Using Shanghai Futures the divergence is even clearer: the April 2022 gold future price peak and subsequent decline created a decline in both GDX and GDXJ and the gap has just kept growing.
Now, my bullish friends will suggest that the two ETFs are coiled like springs storing energy for the next gold bull run. They will point out that GDX and GDXJ, rose much more quickly than the gold price itself in the August 2020 gold run-up.
Bears will point to the last couple of years when the ETFs generally underperformed the price of gold and, especially, to the GDXJ’s lackluster performance.
My own takeaway is more modest. Generally, the gold ETFs trend downward when there is not much happening with the price of gold and only come alive when gold goes for a run.
However, a smart investor seeing gold take a run, could do well taking a position in GDX and very well if they caught GDXJ on the hop.
One last chart for context:
If you look over the last 20 years, not adjusting for inflation, the last three years have each had gold peak prices over $2000 per ounce. There have been swings but the actual price of gold never dropped below $1500.
A pretty strong argument can be made that both the GDX and the GDXJ, since 2022, have been significantly underpriced relative to the value of the gold their companies are producing.
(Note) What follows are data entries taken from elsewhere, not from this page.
PR #2143, opened 2026-07-10
feat: support ai dump and sync

harshadixit12:
## Summary 
In this PR, we are supporting two commands - `deck ai sync` and `deck ai dump` - which will accept, and return declarative config containing the AI Gateway entities - and internally convert to Kong 3.x format and sync with on-prem AI Gateway.

Depends on -
https://github.com/Kong/go-database-reconciler/pull/496
https://github.com/Kong/go-kong/pull/624


harshadixit12:
@Prashansa-K - The UX isnt perfect - I'm doing a self review and will add 1-2 more commits. Opened for review so that I could get another set of eyes on the integration tests for ai sync and dump - using the inputs and outputs from file_ai2kong itself.

cmd/ai.go
```diff
@@ -0,0 +1,112 @@
...
+		Use:   "ai [sub-command]...",
+		Short: "Subcommand to host decK AI Gateway operations",
+		Long:  `Subcommand to host decK AI Gateway operations.`,
+	}
+
+	return aiSubCmd
+}
+
+// errAIManagedEntitiesOnKonnect is returned when a user attempts to sync/apply
+// AI Gateway entities (tagged managed-by: deck-ai) to Konnect using decK. Those
```
harshadixit12: noted updating tags in comments, will be done in next commit.

cmd/ai.go
```diff
@@ -0,0 +1,112 @@
...
+// entities must be managed with kongctl instead.
+func errAIManagedEntitiesOnKonnect() error {
```
harshadixit12, line 44: This is to be applied for deck ai dump as well - tbd in next commit.

cmd/ai_dump.go
```diff
@@ -0,0 +1,175 @@
...
+
+	if yes, err := utils.ConfirmFileOverwrite(aiDumpCmdOutputFile, aiDumpCmdStateFormat, assumeYes); err != nil {
+		return err
+	} else if !yes {
+		return nil
+	}
+
+	// Set the selector tags to only get AI-managed entities
+	originalTags := dumpConfig.SelectorTags
+	dumpConfig.SelectorTags = []string{managedByAIDeckTag}
```
harshadixit12, line 44: this looks suspiciously like overwriting tags - will verify.

cmd/ai_dump.go
```diff
@@ -0,0 +1,175 @@
...
+
+	// Parse the AI Gateway YAML to add select_tags to _info
+	var doc interface{}
+	err = yaml.Unmarshal(aiGatewayYAML, &doc)
+	if err != nil {
+		return fmt.Errorf("failed to parse AI Gateway YAML: %w", err)
+	}
+
+	// Ensure the document is a map and add select_tags to _info
+	if docMap, ok := doc.(map[string]interface{}); ok {
```
harshadixit12: this is not required - _info.select_tags does not exist in the world of AI gateway entities, will remove.

cmd/ai_dump.go
```diff
@@ -0,0 +1,175 @@
...
+	isAIGateway, err := kong.IsKongAIGateway()
+	if err != nil {
+		return fmt.Errorf("checking if Kong is an AI Gateway: %w", err)
+	}
+
+	writeConfig := file.WriteConfig{
+		SelectTags:                       dumpConfig.SelectorTags,
+		Workspace:                        aiDumpWorkspace,
+		Filename:                         "",
+		WithID:                           false,
```
harshadixit12, line 65: revert layer of ai-deck-converter does not support retaining IDs

cmd/ai_sync.go
```diff
@@ -0,0 +1,137 @@
...
+		return
+	}
+	content.Info.SelectorTags = append(content.Info.SelectorTags, managedByAIDeckTag)
+}
+
+func newAiSyncCmd() *cobra.Command {
+	aiSyncCmd := &cobra.Command{
+		Use:   "sync [flags] [ai-gateway-state-file]",
+		Short: "Sync AI Gateway configuration to Kong",
+		Long: `The ai sync command converts an AI Gateway configuration file to Kong
```
harshadixit12: This can be simplified - we need not expose the internal mechanism of converting to kong 3.x in the description.

cmd/ai_sync.go
```diff
@@ -0,0 +1,137 @@
...
+// or from stdin when filename is "-".
+func readAiSyncSource(filename string) ([]byte, error) {
+	if filename == "-" {
+		content, err := io.ReadAll(os.Stdin)
+		if err != nil {
+			return nil, fmt.Errorf("failed to read from stdin: %w", err)
+		}
+		return content, nil
+	}
+	content, err := os.ReadFile(filename)
```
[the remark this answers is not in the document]
Prashansa-K: @AikidoSec ignore: CLI functionality requires reading of files and working on them. This is a valid usecase and not a malicious behaviour.

cmd/ai_dump.go
```diff
@@ -0,0 +1,156 @@
...
+		KongVersion:                      kongVersion,
+		IsKongAIGateway:                  isAIGateway,
+		IsConsumerGroupPolicyOverrideSet: dumpConfig.IsConsumerGroupPolicyOverrideSet,
+		SanitizeContent:                  false,
+		IncludePluginDefinitions:         dumpConfig.IncludePluginDefinitions,
```
Prashansa-K: This should also be explicitly set as false, right?
Same for `IsConsumerGroupPolicyOverrideSet`

tests/integration/test_utils.go
```diff
@@ -365,6 +375,43 @@ func sync(ctx context.Context, kongFile string, opts ...string) error {
 	return deckCmd.ExecuteContext(ctx)
 }
 
+// aiSync converts an AI Gateway source file to Kong configuration and syncs it
+// directly to Kong (the equivalent of `deck ai sync <source-file>`). It runs
+// non-interactively so it can be used in tests.
+func aiSync(ctx context.Context, sourceFile string, opts ...string) error {
```
Prashansa-K, line 394: Are aiming for multi file sync in this PR?

tests/integration/ai_dump_test.go
```diff
@@ -0,0 +1,145 @@
...
+// entity: after seeding Kong with ai_models, the dumped file must contain the
+// same entities. ai_model is only available on AI Gateway instances.
+func Test_Dump_AIModels(t *testing.T) {
+	runWhenAIGateway(t, ">=2.0.0")
+	setup(t)
+
+	ctx := context.Background()
+
+	// ID and CreatedAt/UpdatedAt are server-assigned, so they are ignored.
+	ignoreFields := []cmp.Option{
```
Prashansa-K: Rename to cmpOpts as this has more than just ignoreFields.

tests/integration/ai_sync_test.go
```diff
@@ -0,0 +1,199 @@
...
+	return &content
+}
+
+// assertAIStateEqual asserts that two dumped AI-managed states are equivalent.
+//
+// Plugins are sorted by their content before comparing: `deck gateway dump`
+// orders plugins by name and foreign-key ID (see FPlugin.sortKey in
+// go-database-reconciler), so entities that share a name and route - such as
+// the two ai-proxy-advanced plugins bound to one route - are emitted in a
+// server-ID-dependent order that differs between independent syncs. A KeyAuth
```
Prashansa-K: Can this create unnecessary diffs for our endusers?

tests/integration/ai_sync_test.go
```diff
@@ -0,0 +1,199 @@
...
+			// re-sync with no error
+			err = sync(ctx, tc.kongFile)
+			require.NoError(t, err)
+		})
+	}
+}
+
+// managedByAIDeckTag is the selector tag `deck ai sync` stamps on every entity it
+// manages, mirroring the scope of `deck ai dump`.
+const managedByAIDeckTag = "managed_by:deck-ai"
```
Prashansa-K: L80 to L124 should be moved to utils file.
If test_utils feels too crowded, a separate one just for ai_gw is fine too.

cmd/common.go
Prashansa-K, line 57: Adding a new mode here like modeAIGateway and setting it when using ai commands will help us with telemetry and maybe some internal work later. Worth looking into.

cmd/common.go
```diff
@@ -231,6 +249,12 @@ func syncMain(ctx context.Context, filenames []string, dry bool, parallelism,
 	isKonnect := false
 	workspaceName := getWorkspaceName(workspace, targetContent, enableJSONOutput)
 
+	// AI Gateway entities (tagged managed_by:deck-ai) must be managed with
+	// kongctl on Konnect, not decK. Fail fast before any Konnect calls.
+	if mode == modeKonnect && contentHasmanagedByAIDeckTag(targetContent) {
```
Prashansa-K: This can be moved inside the following if condition and checked before anything else.

tests/integration/test_utils.go
harshadixit12: no - will send a separate PR

cmd/ai_dump.go
harshadixit12: yes, will do

tests/integration/ai_sync_test.go
harshadixit12: verifying

cmd/common.go
harshadixit12: good idea, will look into it

tests/integration/ai_sync_test.go
harshadixit12: Shouldn't - we already use sorting before comparing state for plugins in the integration tests ([src](https://github.com/Kong/deck/blob/main/tests/integration/test_utils.go#L175)) - it was missing `model` as part of its sort key
This needed a new function with own sorting logic because it is not comparing against a static kong state - let me check if this duplication can be resolved.

cmd/common.go
harshadixit12: Done - have added a new mode, and sent relevant mode in sync, dump and ai2kong

tests/integration/ai_sync_test.go
harshadixit12: Gave it some more thought - existing way of testing kong state in tests does this - creates a dump, and then compares with hardcoded kong state - but here we are comparing two dumps which have happened - and not hardcoded state.
Because these dumps are from different syncs - the IDs will be different, hence the custom comparison by parsing into `file.Content`.

cmd/ai.go
```diff
@@ -0,0 +1,112 @@
...
+		}
+	case reflect.Struct:
+		t := v.Type()
+		for i := 0; i < v.NumField(); i++ {
+			field := t.Field(i)
+			if !field.IsExported() {
+				continue
+			}
+			fieldValue := v.Field(i)
+			if field.Name == "Tags" {
```
Prashansa-K: nit: "Tags" should be a const

cmd/ai_dump.go
Prashansa-K: Was this verified?

cmd/ai_dump.go
```diff
@@ -0,0 +1,156 @@
...
+	// kongctl on Konnect, not decK. Since ai dump only ever reads AI-managed
+	// entities, fail fast before any Konnect calls.
+	if inKonnectMode(nil) {
+		return errAIManagedEntitiesOnKonnect()
+	}
+
+	// Set the selector tags to only get AI-managed entities
+	originalTags := dumpConfig.SelectorTags
+	dumpConfig.SelectorTags = []string{managedByAIDeckTag}
+	defer func() {
```
Prashansa-K: 🤔 I didn't get this

cmd/ai_dump.go
```diff
@@ -0,0 +1,156 @@
...
+	}
+
+	// Convert Kong state to YAML in memory
+	kongYAML, err := kongsStateToYAML(ks, writeConfig)
+	if err != nil {
+		return fmt.Errorf("converting Kong state to YAML: %w", err)
+	}
+
+	// Revert Kong YAML back to AI Gateway format
+	aiGatewayYAML, warnings, err := revert.Revert(kongYAML, revert.Options{})
```
Prashansa-K: nit: rename revert.Revert to ai2kong.Revert()

cmd/ai_dump.go
```diff
@@ -0,0 +1,156 @@
...
+	var output io.Writer
+	if aiDumpCmdOutputFile != "" && aiDumpCmdOutputFile != "-" {
+		outFile, err := os.Create(aiDumpCmdOutputFile)
+		if err != nil {
+			return fmt.Errorf("failed to create output file: %w", err)
+		}
+		defer outFile.Close()
+		output = outFile
+	} else {
+		output = os.Stdout
```
Prashansa-K: Default should be os.Stdout, right?
I prefer as less nesting as possible. It helps with code readability.

cmd/ai_dump.go
harshadixit12: yes - its effectively a no-op. let me just remove.

cmd/ai_sync.go
```diff
@@ -0,0 +1,136 @@
...
+	if aiSyncJSONOutput {
+		initJSONOutput()
+	}
+
+	sourceContent, err := readAiSyncSource(aiSyncSourceFile)
+	if err != nil {
+		return err
+	}
+
+	convertedYAML, warnings, err := convert.Convert(sourceContent, convert.Options{})
```
Prashansa-K: convert.Convert -> ai2kong.Convert()

cmd/ai_dump.go
```diff
@@ -0,0 +1,156 @@
...
+	}
+
+	// Revert Kong YAML back to AI Gateway format
+	aiGatewayYAML, warnings, err := revert.Revert(kongYAML, revert.Options{})
+	if err != nil {
+		return fmt.Errorf("reverting Kong configuration to AI Gateway format: %w", err)
+	}
+
+	// Print warnings to stderr
+	if len(warnings) > 0 {
```
Prashansa-K: This should also use something like `reportAIConversionWarnings` function, right? That will handle json as well.
Ignore if this is dealt with in the final PR.

cmd/ai_sync.go
```diff
@@ -0,0 +1,136 @@
...
+
+	aiSyncCmd.Flags().StringVarP(&aiSyncWorkspace, "workspace", "w", "",
+		"Sync configuration to a specific workspace "+
+			"(Kong Enterprise only).\n"+
+			"This takes precedence over _workspace fields in state files.")
+	aiSyncCmd.Flags().IntVar(&aiSyncParallelism, "parallelism",
+		10, "Maximum number of concurrent operations.")
+	aiSyncCmd.Flags().IntVar(&aiSyncDBUpdateDelay, "db-update-propagation-delay",
+		0, "artificial delay (in seconds) that is injected between insert operations \n"+
+			"for related entities (usually for Cassandra deployments).\n"+
```
Prashansa-K: Does AI gateway support Cassandra deployments?

cmd/ai_dump.go
```diff
@@ -0,0 +1,156 @@
...
+		Short: "Dump AI Gateway configuration from Kong (managed by deck-ai)",
+		Long: `The ai dump command reads AI Gateway entities (tagged with 'managed_by:deck-ai')
+from Kong and writes them to a local file in AI Gateway format.
+
+The command exports only entities that have the 'managed_by:deck-ai' tag.`,
+		Args: validateNoArgs,
+		RunE: executeAiDump,
+	}
+
+	aiDumpCmd.Flags().StringVarP(&aiDumpWorkspace, "workspace", "w",
```
Prashansa-K, line 172: Do we have a requirement for dumpAllWorkspaces too?

cmd/ai_test.go
```diff
@@ -0,0 +1,99 @@
...
+					{Service: kong.Service{
+						Name: kong.String("s1"),
+						Tags: kong.StringSlice(otherTag, managedByAIDeckTag),
+					}},
+				},
+			},
+			want: true,
+		},
+		{
+			name: "tag on a nested route under a service",
```
Prashansa-K, line 110: 1. Can we check for more levels of nesting too?
2. Can we check for a nested entity >1 tag with and without ai_tag?

cmd/common.go
```diff
@@ -232,6 +265,12 @@ func syncMain(ctx context.Context, filenames []string, dry bool, parallelism,
 	workspaceName := getWorkspaceName(workspace, targetContent, enableJSONOutput)
 
 	if mode == modeKonnect {
+		// AI Gateway entities (tagged managed_by:deck-ai) must be managed with
+		// kongctl on Konnect, not decK. Fail fast before any Konnect calls.
+		if contentHasmanagedByAIDeckTag(targetContent) {
```
Prashansa-K, line 270: For every sync, diff, apply that we do for Konnect, we will walk the entire configuration reflection tree. :mild_panic: 

If this is truly necessary to do, can we optimize `contentHasmanagedByAIDeckTag`?

cmd/ai.go
```diff
@@ -0,0 +1,112 @@
...
+			return false
+		}
+		return valueHasTag(v.Elem())
+	case reflect.Slice, reflect.Array:
+		for i := 0; i < v.Len(); i++ {
+			if valueHasTag(v.Index(i)) {
+				return true
+			}
+		}
+	case reflect.Map:
```
Prashansa-K: Check for a configMap for any plugin will go through each of the fields, right? That can be expensive IMO.

Let's see if we can add exemptions on certain Types like `Configuration` where we know that tags won't live + the size is dynamic.

Also, do we need to check all entities? Like keys, vaults, certs, custom entities? Can't we exempt them by default?

cmd/ai.go
```diff
@@ -0,0 +1,112 @@
...
+		return true
+	}
+	return valueHasTag(reflect.ValueOf(content))
+}
+
+// valueHasTag recursively walks v looking for any exported field named "Tags"
+// (a []*string, as used by every Kong entity) that contains managedByAIDeckTag.
+// Non-Tags fields are traversed structurally but their string values are never
+// matched, so plugin config values or names cannot trigger a false positive.
+func valueHasTag(v reflect.Value) bool {
```
Prashansa-K: If it's possible to limit this to a bunch of fields which AI gateway supports, it would be better and faster for us. This function lies in a critical path.

IIUC, AI gateway supports services, routes, plugins, ai_models, right? Can we limit the checks to just those? It will be cheaper and won't require extra allocations.

cmd/ai.go
```diff
@@ -0,0 +1,112 @@
...
+			if valueHasTag(fieldValue) {
+				return true
+			}
+		}
+	}
+	return false
+}
+
+// tagsContain reports whether a []*string Tags field contains managedByAIDeckTag.
+func tagsContain(tags reflect.Value) bool {
```
Prashansa-K: Can we rename this better to indicate what exactly we are searching for?

cmd/common.go
harshadixit12: I think there should be a faster way to do this, let me check.

cmd/ai_sync.go
harshadixit12: Not explicitly asked - but was kept with the intent of being as close to `gateway sync` as possible. On second thought maybe unnecessary - I'll remove.

cmd/ai_dump.go
harshadixit12: No explicit requirement

cmd/ai.go
harshadixit12: we don't need to check the entities - limited to those supported by AI gateway.

Prashansa-K (approved):

PR #2153, opened 2026-07-14
Feat/support deck ai sync

harshadixit12:


go.work
```diff
@@ -0,0 +1,8 @@
+go 1.26.4
```
Prashansa-K, line 1: Let's remove this and go.work.sum

Prashansa-K: Feel free to add them to git ignore

harshadixit12: yep yep - will do

harshadixit12:
Closing this since the parent PR is quite small, and makes more sense to test together.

Some of that undervaluation can be attributed to secular factors such as the rising costs of actually producing gold and the slow decline in grade many big producers are experiencing. But I am pretty sure that these secular factors are relatively minor compared to the overall market’s simply having lost interest in gold and gold producers. After all, there is Tesla to buy and Bitcoin to trade.
For gold bugs it is always 2006, for pessimists it is always 2011, for the rest of us, divergence may make GDX and GDXJ interesting buy-and-hold opportunities.
[Disclaimer: This is not investment advice. I am not an investment professional. I am down about 30% at the moment. I will write about companies that I hold. I will disclose any holdings. Do your own due diligence. Do it hard. Call the CEO.]